Toi même !
Le jour où je me suis fait traitée de p*te en pleine rue.
Et où ça a failli être le jour des claques poings
Alors voilà... Je traversais une passerelle qui m'amenait au-dessus du Rhône jusqu'en centre-ville. Je double deux ptis cons, qui commencent immédiatement à m'interpeller. Du moins, un seul. L'autre avait un peu honte je crois (et je comprends). Ca a commencé par une interpellation, je dirais "basique" : "Et vas-y file moi ton numéro, allez ! ". Mais bien sûr, et la marmotte... Au bout de la troisième fois, je me retourne, et lui demande en souriant (la Stéph, sympa jusque là, genre tout va bien je vais bien) si son plan marche d'habitude avec les filles, parce que là, j'ai comme un doute. Le ptit con n'assume même pas ses propos, il fait comme si c'était son copain qui me faisait chier : vous savez, ce que les mecs font à 10 ans 1/2 quand ils emmerdent une gamine (c'est là que je comprends que je ne risque pas non plus grand chose avec ces deux blaireaux).
Je repars, et ça repart. Entre les "File moi ton numéro" et les "Montre moi ton string" (fallait venir le jour où je suis passée sur une bouche de métro, c'est tout. Eh eh), je commence à criser. Je me retourne de nouveau, lui demande si c'est une façon de parler aux filles (non mais c'est vrai quoi), qu'il fallait qu'il se calme un peu, et je repars.
Et ça repart (ouiiiin) : "File moi ton numéro ou je t'arrache ton sac". J'aimerai bien voir ça tiens. En général, quand on parle gentiment avec ce genre de petit con, il se calme, voire même s'excuse. Mais là, je sais pas, en 15 ans d'emmerdement régulier avec ce genre de petits cons, c'est la première fois que, bin, que je tombe sur un aussi con !!

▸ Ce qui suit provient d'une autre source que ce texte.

PR #1779, opened 2019-05-01
Fix dropdown icon not showing in UserCard when on UserPage

clarkwinkelmann:
The rule hiding the icon in the UserHero was too broad and applied to UserCard in the list of posts as well
The float rule was redundant

**Screenshot**

Previous (when seen on user profile page):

Je l'entends marmonner en se marrant : "Ptain, elle a du caractère, j'aime bien !". Là, j'ai envie de lui balancer : "Et mon point dans ta gueule, c'est du caractère ??", pi non. Je continue mon chemin, et l'abruti continue aussi derrière moi à se marrer comme un espèce d'ado attardé de 12 ans. Je finis par m'arrêter, me retourne, fonce sur lui, le regarde, et lui demande de me dire en face ce qu'il marmonne : "T'as même pas le courage de me dire en face. Vas-y, dis moi, c'est quoi ton problème ?". Et le ptit mec qui continue à se retourner vers son pote, genre "Mais c'est lui euuuh". Arf, affligeant. Je lui suggère de m'oublier, et je biffurque à gauche.
Les deux traversent la route, et là j'entends la lâcheté dans toute sa spendeur. En pleine ville, à 18h, le mec me balance en criant au milieu de la rue : "Sale p*te !!". Ah ah ah. Il a bien attendu que je sois assez loin, et assez pressée pour ne pas y retourner et lui en coller une, parce que si je n'avais pas eu ma conférence de presse, mon état de crise m'aurait fait y aller sans réfléchir, juste histoire de bien le ridiculiser devant tout le monde. En même temps, tout le monde s'en fout, personne n'a bougé.
Mais j'étais à la bourre. Alors je me suis retournée, et je lui ai répondu : "Ca va pas la tête ?!" "C'est toi qui l'as dit c'est toi qui l'es" "Je te retournes le compliment Du Con". Bon OK, "Du con" date des années 80, mais pour le reste, je trouve que c'était pas mal, ma petite réplique, non ?
Evidemment, parce qu'une merde n'arrive jamais seule, alors que j'étais entrain d'envoyer un texto à un ami, histoire de faire partager mon état de Femme-au-bord-de-la-crise-de-nerf, un espèce de vieux me sort, au passage piéton :"ooooh mademoiselle, je viens juste de couper mon téléphone, et vous m'appelez !". J'hésite entre lui envoyer mon téléphone dans la gueule et ne rien dire, j'opte pour la deuxième solution. Alors évidemment, monsieur trouve que les gens, aujourd'hui, ils sont pas polis parce que je réponds pas. OOOOOUUUUIIIIIIIInnnnn. Obligée de lui dire que c'est pas le moment, tu vois là.
Heureusement, dix minutes plus tard je buvais un Perrier Tranche dans un grand hôtel, au chaud, tout en partageant des caouètes avec Josiane B., actrice de son état.
Merci Josiane !
[Promis, j'arrête les posts trop longs après !!]